● Exercise aim
Copy each line of the data below in which the word "verifies" can be found.

● Working data
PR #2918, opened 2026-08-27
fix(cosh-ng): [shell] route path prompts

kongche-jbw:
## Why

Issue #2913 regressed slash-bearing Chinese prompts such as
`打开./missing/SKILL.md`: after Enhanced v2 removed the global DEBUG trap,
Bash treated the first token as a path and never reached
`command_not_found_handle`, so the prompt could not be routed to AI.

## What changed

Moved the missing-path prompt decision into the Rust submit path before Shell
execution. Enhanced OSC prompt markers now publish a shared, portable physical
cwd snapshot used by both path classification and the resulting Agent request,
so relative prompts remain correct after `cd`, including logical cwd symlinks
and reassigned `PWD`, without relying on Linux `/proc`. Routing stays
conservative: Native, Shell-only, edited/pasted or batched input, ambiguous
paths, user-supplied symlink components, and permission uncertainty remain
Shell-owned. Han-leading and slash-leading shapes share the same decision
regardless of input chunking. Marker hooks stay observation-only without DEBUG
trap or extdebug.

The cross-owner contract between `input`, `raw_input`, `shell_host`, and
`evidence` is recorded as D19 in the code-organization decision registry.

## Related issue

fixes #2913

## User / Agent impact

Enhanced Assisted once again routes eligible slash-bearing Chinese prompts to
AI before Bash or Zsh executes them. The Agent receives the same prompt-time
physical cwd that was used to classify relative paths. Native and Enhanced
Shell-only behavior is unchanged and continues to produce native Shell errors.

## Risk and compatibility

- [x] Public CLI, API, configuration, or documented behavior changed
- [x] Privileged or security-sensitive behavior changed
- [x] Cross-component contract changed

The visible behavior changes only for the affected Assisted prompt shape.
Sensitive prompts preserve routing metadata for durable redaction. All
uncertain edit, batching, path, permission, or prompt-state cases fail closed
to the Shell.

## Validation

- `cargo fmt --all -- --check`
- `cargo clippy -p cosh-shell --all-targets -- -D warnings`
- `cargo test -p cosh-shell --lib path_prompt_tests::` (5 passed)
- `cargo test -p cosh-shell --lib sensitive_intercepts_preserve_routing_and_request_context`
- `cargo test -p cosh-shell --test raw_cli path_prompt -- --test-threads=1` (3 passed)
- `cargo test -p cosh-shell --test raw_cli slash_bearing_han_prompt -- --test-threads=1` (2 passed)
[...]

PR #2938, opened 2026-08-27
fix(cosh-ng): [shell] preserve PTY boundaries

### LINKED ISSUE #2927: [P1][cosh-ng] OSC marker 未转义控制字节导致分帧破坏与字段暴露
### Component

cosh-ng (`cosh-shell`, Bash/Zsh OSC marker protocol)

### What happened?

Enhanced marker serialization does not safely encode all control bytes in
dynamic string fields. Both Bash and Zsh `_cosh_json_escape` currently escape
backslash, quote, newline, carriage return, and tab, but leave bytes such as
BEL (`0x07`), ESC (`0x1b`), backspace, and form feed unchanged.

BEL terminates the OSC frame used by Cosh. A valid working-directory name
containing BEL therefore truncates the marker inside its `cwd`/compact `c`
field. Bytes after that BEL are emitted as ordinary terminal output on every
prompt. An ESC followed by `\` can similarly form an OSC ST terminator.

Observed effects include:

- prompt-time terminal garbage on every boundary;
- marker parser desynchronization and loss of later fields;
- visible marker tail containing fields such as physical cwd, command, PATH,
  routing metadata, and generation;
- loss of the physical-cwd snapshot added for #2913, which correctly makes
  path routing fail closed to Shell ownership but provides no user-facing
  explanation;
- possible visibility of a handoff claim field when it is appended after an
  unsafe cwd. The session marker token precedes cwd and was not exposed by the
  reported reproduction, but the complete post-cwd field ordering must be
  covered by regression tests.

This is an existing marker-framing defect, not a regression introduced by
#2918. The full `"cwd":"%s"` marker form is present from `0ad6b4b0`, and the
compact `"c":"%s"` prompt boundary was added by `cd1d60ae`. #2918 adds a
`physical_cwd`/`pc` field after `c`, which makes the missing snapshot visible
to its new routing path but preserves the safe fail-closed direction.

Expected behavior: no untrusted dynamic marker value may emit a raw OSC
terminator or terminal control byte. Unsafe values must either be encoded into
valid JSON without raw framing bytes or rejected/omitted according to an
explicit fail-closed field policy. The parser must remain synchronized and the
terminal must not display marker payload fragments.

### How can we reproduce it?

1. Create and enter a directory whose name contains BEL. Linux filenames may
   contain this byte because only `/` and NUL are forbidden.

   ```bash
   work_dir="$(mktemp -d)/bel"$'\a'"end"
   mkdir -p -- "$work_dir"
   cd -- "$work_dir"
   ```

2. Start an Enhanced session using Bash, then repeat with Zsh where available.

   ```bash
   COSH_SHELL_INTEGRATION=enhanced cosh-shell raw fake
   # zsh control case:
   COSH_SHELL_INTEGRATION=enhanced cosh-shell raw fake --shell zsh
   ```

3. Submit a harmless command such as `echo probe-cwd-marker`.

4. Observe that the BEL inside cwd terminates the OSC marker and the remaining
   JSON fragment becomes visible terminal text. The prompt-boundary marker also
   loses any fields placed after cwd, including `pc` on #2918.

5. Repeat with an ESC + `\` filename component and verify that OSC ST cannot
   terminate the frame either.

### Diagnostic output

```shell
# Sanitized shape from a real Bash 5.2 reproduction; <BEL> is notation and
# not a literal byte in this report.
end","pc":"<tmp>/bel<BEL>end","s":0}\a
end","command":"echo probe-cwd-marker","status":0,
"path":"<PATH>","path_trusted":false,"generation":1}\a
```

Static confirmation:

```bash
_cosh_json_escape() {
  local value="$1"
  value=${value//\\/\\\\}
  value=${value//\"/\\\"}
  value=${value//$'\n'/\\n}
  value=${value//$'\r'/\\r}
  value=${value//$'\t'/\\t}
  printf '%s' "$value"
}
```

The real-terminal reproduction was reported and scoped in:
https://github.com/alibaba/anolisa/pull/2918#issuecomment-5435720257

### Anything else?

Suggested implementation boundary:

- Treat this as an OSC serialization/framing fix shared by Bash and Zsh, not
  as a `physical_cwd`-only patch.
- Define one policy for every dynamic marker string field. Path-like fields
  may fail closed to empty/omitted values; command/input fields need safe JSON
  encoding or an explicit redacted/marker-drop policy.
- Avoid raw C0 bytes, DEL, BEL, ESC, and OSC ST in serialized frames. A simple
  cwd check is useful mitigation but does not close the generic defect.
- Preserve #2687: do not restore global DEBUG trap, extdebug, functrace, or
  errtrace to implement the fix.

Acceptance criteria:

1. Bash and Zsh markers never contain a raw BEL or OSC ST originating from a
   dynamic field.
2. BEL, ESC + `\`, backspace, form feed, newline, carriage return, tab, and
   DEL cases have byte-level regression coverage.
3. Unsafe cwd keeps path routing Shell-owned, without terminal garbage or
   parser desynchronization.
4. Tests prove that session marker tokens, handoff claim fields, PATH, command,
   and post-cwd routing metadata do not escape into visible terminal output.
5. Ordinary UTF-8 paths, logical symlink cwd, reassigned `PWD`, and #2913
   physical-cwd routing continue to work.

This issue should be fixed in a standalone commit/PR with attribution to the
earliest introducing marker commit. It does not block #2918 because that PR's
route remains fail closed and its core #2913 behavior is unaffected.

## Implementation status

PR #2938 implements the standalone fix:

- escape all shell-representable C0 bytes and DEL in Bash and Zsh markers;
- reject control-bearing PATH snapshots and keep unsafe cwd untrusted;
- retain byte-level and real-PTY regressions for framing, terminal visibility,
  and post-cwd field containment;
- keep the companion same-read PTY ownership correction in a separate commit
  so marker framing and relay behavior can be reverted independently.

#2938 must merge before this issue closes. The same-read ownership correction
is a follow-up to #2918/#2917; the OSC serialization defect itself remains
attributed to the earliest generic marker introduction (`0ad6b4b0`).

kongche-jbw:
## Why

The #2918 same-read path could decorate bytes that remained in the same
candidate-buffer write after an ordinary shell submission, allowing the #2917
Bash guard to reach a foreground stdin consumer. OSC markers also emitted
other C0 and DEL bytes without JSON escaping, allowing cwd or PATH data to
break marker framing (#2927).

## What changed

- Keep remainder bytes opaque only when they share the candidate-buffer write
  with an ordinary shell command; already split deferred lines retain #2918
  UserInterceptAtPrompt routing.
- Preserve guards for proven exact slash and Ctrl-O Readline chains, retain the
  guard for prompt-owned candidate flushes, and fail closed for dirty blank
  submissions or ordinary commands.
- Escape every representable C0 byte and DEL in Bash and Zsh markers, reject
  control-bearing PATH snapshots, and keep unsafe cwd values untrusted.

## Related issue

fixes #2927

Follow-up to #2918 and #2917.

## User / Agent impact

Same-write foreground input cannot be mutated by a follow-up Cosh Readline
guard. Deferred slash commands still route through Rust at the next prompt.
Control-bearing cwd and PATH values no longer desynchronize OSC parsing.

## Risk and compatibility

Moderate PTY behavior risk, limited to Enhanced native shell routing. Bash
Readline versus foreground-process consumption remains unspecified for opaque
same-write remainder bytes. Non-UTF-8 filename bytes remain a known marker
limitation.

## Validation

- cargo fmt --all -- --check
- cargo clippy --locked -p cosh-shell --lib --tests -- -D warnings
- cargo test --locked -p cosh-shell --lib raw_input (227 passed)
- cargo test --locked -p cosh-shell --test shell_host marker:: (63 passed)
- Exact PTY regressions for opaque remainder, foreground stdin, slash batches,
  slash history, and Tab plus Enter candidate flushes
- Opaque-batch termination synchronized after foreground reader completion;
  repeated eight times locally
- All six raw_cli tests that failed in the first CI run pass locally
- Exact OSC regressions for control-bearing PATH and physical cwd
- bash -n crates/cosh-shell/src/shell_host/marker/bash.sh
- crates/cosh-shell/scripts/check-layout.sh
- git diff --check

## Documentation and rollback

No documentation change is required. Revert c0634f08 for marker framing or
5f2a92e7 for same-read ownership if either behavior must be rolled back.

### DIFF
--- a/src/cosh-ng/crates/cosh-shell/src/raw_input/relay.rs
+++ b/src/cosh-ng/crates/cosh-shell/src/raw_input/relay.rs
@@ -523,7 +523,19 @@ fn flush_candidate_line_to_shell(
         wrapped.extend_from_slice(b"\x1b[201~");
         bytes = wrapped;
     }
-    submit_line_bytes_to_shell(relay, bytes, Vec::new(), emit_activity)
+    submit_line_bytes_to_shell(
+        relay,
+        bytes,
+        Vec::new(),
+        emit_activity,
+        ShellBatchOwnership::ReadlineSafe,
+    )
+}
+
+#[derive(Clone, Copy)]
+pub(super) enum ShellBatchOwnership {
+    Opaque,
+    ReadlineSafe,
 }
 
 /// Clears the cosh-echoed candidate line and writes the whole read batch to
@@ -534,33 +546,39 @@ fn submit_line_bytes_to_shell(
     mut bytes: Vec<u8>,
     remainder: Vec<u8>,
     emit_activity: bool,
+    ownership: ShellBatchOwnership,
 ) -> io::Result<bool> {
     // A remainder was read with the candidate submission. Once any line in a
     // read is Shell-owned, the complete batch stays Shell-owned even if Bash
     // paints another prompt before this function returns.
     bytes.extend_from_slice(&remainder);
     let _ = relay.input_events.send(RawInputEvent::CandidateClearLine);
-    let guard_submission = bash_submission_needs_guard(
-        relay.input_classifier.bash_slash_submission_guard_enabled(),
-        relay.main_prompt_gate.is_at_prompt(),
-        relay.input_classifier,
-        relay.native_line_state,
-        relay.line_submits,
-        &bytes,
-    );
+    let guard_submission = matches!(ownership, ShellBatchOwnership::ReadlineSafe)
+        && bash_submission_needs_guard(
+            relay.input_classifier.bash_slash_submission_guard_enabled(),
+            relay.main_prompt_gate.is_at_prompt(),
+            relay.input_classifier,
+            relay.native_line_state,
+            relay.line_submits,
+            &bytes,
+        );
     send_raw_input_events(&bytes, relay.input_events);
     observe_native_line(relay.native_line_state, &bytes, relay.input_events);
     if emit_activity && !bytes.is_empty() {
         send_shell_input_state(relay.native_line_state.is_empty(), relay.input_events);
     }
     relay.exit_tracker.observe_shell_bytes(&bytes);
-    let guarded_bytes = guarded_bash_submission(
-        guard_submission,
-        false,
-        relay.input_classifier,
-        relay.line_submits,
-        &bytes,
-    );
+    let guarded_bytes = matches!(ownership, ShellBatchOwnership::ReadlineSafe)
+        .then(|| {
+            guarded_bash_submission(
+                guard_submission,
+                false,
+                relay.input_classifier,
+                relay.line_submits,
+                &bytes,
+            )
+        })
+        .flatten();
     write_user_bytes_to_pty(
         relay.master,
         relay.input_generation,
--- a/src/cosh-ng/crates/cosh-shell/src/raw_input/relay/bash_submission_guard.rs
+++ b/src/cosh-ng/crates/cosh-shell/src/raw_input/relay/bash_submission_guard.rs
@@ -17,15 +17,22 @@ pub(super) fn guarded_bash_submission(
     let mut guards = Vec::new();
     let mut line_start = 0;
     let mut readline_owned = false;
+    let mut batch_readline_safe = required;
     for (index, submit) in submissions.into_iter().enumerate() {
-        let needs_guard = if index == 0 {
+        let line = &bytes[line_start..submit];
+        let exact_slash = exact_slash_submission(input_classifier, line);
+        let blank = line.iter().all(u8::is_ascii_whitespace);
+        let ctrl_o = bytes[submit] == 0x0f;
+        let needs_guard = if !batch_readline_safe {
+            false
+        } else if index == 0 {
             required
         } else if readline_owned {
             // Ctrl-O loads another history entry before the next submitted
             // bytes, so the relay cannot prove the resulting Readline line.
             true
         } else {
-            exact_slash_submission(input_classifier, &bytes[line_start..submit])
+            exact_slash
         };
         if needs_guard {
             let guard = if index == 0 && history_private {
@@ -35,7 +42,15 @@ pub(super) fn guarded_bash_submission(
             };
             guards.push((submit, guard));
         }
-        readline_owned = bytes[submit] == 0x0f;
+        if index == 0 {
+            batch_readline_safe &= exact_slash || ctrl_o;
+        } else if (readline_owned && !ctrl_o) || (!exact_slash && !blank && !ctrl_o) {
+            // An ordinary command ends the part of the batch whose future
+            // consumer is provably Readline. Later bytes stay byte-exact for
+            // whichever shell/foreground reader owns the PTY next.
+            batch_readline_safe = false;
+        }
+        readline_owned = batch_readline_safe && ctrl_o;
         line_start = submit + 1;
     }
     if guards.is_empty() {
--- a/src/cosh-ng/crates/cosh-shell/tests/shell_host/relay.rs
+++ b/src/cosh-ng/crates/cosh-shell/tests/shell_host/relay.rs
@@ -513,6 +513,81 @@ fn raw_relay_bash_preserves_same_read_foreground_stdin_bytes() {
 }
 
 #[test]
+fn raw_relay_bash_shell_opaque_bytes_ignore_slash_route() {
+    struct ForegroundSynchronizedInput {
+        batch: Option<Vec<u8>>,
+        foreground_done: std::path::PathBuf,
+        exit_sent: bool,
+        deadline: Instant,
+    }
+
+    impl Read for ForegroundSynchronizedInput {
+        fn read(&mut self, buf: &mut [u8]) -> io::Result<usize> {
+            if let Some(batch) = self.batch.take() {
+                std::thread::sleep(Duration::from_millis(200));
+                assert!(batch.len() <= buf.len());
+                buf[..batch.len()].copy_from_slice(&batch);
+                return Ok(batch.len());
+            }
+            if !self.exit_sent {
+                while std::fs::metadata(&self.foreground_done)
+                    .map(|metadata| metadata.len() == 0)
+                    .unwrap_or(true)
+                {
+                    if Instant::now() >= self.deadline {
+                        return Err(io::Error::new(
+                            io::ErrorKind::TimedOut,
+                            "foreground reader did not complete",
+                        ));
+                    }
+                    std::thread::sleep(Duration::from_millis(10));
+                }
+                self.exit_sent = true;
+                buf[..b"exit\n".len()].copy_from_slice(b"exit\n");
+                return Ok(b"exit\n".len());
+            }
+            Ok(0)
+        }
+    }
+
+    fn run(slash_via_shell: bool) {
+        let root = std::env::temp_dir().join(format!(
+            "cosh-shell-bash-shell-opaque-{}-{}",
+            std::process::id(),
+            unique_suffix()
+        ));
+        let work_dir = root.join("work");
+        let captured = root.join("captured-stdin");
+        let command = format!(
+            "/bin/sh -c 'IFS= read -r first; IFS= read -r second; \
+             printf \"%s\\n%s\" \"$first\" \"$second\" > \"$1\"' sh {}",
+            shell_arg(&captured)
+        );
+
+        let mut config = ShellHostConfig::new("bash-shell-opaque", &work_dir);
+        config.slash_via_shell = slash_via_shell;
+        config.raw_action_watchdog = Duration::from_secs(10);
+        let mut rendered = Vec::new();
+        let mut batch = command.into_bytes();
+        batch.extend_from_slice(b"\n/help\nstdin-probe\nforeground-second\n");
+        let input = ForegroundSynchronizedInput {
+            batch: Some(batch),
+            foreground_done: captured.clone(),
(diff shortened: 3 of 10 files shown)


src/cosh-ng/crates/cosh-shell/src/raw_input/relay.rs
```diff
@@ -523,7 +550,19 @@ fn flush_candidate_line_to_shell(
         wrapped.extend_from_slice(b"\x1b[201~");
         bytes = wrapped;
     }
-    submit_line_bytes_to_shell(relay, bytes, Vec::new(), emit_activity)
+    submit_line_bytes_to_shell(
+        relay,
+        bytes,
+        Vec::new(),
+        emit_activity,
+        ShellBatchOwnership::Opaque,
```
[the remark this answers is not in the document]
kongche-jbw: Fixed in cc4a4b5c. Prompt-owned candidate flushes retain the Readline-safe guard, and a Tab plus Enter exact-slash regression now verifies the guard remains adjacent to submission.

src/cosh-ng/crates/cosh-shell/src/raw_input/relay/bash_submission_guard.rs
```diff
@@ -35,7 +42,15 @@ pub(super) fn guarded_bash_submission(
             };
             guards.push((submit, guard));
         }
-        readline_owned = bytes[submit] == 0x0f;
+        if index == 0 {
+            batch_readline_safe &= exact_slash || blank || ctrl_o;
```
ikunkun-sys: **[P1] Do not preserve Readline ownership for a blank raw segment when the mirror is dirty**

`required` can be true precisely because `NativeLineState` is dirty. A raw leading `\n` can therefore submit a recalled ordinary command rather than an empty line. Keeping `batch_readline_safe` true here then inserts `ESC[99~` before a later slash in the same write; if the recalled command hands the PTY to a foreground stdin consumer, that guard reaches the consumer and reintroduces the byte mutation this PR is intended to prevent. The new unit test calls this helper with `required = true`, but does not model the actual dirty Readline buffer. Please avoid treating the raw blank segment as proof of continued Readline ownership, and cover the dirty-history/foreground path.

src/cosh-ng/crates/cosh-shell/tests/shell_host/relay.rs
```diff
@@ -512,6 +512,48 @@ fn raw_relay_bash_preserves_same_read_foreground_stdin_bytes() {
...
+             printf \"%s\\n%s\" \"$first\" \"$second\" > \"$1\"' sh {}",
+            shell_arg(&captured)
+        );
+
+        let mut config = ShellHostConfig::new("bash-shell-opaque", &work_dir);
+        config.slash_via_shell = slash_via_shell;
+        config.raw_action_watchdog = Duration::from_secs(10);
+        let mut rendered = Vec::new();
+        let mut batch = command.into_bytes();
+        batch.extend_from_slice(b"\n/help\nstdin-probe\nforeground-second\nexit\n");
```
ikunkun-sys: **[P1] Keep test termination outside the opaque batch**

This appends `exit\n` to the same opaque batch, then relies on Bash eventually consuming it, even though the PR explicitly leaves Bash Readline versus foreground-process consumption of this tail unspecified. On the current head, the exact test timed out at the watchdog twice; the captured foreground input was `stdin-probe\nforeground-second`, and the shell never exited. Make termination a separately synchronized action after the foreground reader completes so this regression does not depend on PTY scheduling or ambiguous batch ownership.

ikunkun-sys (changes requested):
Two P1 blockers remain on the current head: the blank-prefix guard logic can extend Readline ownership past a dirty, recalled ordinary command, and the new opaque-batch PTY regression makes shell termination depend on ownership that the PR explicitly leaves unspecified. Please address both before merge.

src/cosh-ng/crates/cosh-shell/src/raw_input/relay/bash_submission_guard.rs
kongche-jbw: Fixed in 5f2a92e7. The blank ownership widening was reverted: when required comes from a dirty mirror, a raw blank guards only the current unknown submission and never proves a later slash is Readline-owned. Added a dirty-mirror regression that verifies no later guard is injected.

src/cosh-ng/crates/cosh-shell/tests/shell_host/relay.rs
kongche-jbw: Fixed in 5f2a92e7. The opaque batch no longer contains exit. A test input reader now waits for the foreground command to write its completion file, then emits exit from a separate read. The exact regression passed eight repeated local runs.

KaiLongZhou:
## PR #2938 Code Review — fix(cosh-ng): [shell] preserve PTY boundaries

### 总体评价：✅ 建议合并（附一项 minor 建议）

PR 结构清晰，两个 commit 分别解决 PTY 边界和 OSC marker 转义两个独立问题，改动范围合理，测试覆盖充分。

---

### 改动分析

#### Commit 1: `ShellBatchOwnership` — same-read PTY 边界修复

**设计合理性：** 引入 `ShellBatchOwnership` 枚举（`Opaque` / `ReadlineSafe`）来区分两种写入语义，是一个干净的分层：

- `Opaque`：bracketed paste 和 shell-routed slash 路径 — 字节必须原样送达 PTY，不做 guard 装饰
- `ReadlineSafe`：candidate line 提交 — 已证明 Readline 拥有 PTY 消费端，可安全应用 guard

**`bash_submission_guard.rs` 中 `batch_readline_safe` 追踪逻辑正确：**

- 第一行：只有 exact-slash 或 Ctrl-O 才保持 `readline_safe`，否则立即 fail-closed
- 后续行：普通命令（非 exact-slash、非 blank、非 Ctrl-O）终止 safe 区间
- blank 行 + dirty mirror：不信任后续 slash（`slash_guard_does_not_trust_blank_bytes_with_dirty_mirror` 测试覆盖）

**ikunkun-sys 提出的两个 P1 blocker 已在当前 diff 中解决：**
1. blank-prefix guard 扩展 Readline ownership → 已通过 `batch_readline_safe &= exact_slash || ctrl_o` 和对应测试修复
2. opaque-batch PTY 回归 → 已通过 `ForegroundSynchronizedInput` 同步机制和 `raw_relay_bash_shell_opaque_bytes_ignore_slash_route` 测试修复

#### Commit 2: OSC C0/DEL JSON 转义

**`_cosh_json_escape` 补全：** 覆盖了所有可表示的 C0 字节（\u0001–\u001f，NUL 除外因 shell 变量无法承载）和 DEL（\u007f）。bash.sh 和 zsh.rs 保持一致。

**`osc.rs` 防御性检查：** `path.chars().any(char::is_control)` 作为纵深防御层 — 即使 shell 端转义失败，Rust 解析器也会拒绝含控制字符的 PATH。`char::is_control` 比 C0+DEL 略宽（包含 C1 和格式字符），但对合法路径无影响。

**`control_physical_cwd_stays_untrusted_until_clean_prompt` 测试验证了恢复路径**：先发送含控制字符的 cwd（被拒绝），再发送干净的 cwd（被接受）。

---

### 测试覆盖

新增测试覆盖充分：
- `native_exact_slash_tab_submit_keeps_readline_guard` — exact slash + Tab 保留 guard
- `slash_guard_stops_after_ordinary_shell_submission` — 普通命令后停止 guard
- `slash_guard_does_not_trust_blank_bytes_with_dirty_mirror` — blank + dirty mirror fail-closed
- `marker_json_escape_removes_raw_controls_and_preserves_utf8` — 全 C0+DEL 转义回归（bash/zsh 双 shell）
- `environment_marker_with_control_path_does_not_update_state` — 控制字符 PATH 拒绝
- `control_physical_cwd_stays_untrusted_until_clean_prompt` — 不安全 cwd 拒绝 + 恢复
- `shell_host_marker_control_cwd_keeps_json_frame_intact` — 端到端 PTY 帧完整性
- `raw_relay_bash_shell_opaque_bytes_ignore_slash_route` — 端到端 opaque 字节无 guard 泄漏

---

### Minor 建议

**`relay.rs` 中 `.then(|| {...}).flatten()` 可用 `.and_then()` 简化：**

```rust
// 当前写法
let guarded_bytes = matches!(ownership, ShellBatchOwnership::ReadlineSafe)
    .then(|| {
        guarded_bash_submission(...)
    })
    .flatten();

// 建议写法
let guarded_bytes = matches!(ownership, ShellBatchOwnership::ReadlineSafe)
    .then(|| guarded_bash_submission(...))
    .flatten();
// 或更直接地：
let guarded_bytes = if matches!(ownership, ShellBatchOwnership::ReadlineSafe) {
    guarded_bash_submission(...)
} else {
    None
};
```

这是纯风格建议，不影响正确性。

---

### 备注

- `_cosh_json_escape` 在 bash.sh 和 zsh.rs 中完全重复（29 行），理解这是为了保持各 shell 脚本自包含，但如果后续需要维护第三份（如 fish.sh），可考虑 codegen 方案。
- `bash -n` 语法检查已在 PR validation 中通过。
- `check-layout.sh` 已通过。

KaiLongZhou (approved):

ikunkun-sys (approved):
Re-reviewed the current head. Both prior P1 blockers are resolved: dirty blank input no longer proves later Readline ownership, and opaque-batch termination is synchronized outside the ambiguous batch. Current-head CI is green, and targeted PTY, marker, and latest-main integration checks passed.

...

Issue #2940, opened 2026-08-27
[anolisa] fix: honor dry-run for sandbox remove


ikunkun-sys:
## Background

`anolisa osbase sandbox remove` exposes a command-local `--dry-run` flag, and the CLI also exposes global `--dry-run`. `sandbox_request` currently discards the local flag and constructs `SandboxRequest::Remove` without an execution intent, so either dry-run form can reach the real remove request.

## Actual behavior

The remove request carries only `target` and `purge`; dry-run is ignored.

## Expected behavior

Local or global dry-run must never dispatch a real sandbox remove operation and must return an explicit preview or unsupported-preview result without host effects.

● Response below
kongche-jbw: Fixed in cc4a4b5c. Prompt-owned candidate flushes retain the Readline-safe guard, and a Tab plus Enter exact-slash regression now verifies the guard remains adjacent to submission.
kongche-jbw: Fixed in 5f2a92e7. The blank ownership widening was reverted: when required comes from a dirty mirror, a raw blank guards only the current unknown submission and never proves a later slash is Readline-owned. Added a dirty-mirror regression that verifies no later guard is injected.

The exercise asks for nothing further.